Nerve Regeneration in Conditions of HSV-Infection and an Antiviral Drug Influence.

Herpes simplex virus type I (HSV-I) is a latent neuroinfection which can cause focal brain lesion. The role of HSV-infection in nerve regeneration has not been studied so far. The aim of the work was to study sciatic nerve regeneration in the presence of HSV-infection and the influence of an antiviral drug. BALB/c line mice were divided into five groups. Group 1 animals were infected with HSV-I. After resolution of neuroinfection manifestations the sciatic nerve of these animals was crushed. Group 2 mice were administered acyclovir following the same procedures. Groups 3-5 mice served as controls. Thirty days after the operation distal nerve stumps and m.gastrocnemius were studied morphologically and biochemically. Ultrastructural organization of the sciatic nerve in control animals remained intact. Morphometric parameters of the nerves from the experimental groups have not reach control values.
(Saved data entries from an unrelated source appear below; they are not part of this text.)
PR #5519, opened 2025-06-26
fix: [https://nvbugspro.nvidia.com/bug/5349343] Fix mPtrExpertCounts allocation in MoE TRT-LLM backend (nvfp4)

ChristinaZ:
# Fix mPtrExpertCounts allocation in MoE TRT-LLM backend (nvfp4)

## Description
1. Fix mPtrExpertCounts allocation in MoE TRT-LLM backend (nvfp4)
@zhhuang-nv find that: for DeepSeek Lite, the MoE TRT-LLM backend with nvfp4 reports the following error:
```
[TensorRT-LLM][ERROR] CUDA runtime error in cudaMemsetAsync( data.mPtrExpertCounts, 0, static_cast<size_t>(2 * NumThreads) * sizeof(int32_t), (cudaStream_t) stream): invalid argument (/home/scratch.zhhuang_sw/project/TensorRT-LLM/cpp/tensorrt_llm/kernels/trtllmGenKernels/blockScaleMoe/RoutingKernel.cu:1254).
```

Through our analysis, we identified the root cause: 
The data size used in cudaMemset (` cudaMemsetAsync(
            data.mPtrExpertCounts, 0, static_cast<size_t>(2 * NumThreads) * sizeof(int32_t)...`) exceeds the actual allocated memory size (`at::Tensor expert_count_histogram = at::detail::empty_cuda({((num_experts * 2 + 255) / 256) * 256},...`).  
 
So I tried to fix this bug by revising the code to 

```
    int const size_of_expert_count_histogram = max(num_experts * 2, 256 * 2);
    at::Tensor expert_count_histogram = at::detail::empty_cuda({size_of_expert_count_histogram},
       ...
```

2. Some routing kernels require a compute capability of 9.0 or higher, which the A30 does not support. I had to skip certain tests for now.  In this PR, I revised the unit test to use a better approach for skipping the unit tests.

### DIFF
--- a/cpp/tensorrt_llm/thop/fp4BlockScaleMoe.cpp
+++ b/cpp/tensorrt_llm/thop/fp4BlockScaleMoe.cpp
@@ -123,7 +123,8 @@ std::vector<torch::Tensor> fp4_block_scale_moe_runner(torch::Tensor const& routi
         {args.num_tokens, args.top_k}, routing_bias_dtype, routing_logits.device(), std::nullopt);
     at::Tensor expert_indexes = at::detail::empty_cuda(
         {args.num_tokens, args.top_k}, at::ScalarType::Int, routing_logits.device(), std::nullopt);
-    at::Tensor expert_count_histogram = at::detail::empty_cuda({((num_experts * 2 + 255) / 256) * 256},
+    int64_t const size_of_expert_count_histogram = std::max(num_experts * 2, int64_t(256 * 2));
+    at::Tensor expert_count_histogram = at::detail::empty_cuda({size_of_expert_count_histogram},
         at::ScalarType::Int, // 256 is the max number of threads per block and max number of experts
         routing_logits.device(), std::nullopt);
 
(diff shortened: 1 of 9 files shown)


cpp/tensorrt_llm/thop/fp4BlockScaleMoe.cpp
```diff
@@ -123,7 +123,8 @@ std::vector<torch::Tensor> fp4_block_scale_moe_runner(torch::Tensor const& routi
         {args.num_tokens, args.top_k}, routing_bias_dtype, routing_logits.device(), std::nullopt);
     at::Tensor expert_indexes = at::detail::empty_cuda(
         {args.num_tokens, args.top_k}, at::ScalarType::Int, routing_logits.device(), std::nullopt);
-    at::Tensor expert_count_histogram = at::detail::empty_cuda({((num_experts * 2 + 255) / 256) * 256},
+    int64_t const size_of_expert_count_histogram = std::max(num_experts * 2, int64_t(256 * 2));
```
zhhuang-nv, line 126: Should we just use `2 * 256` like what we do in `fp8BlockScaleMoe.cpp`?

ChristinaZ: It works for now. 
While for Llama4 and Qwen3 (they also use this code for moe nvfp4), the size of variable `expert_count_histogram` is `num_experts*2`. 
So I modified the code in case there might be a larger expert number in the future.

ChristinaZ: Yes, agree. Let me revise it.

zhhuang-nv (approved):

byshiue (approved):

However, in the group 1 diameter of nerve fibers was significantly smaller than in the group 2. Both nerve regeneration and m.gastrocnemius reinnervation were confirmed. The muscle hypotrophy was found in groups 1, 2, and 3 (the muscle fibers diameter decreased). Metabolic changes in the muscles of the infected animals (groups 1 and 2) were more pronounced than in control groups 3 and 4. The levels of TBA-active products, conjugated dienes, carbonyl and SH-groups were reduced in m.gastrocnemius of the experimental groups, however no significant difference associated with acyclovir administration was found. HSV-infection is not limited to the local neurodegenerative changes in the CNS but affects regeneration of the injured sciatic nerve. Anat Rec, 301:1734-1744, 2018. © 2018 Wiley Periodicals, Inc.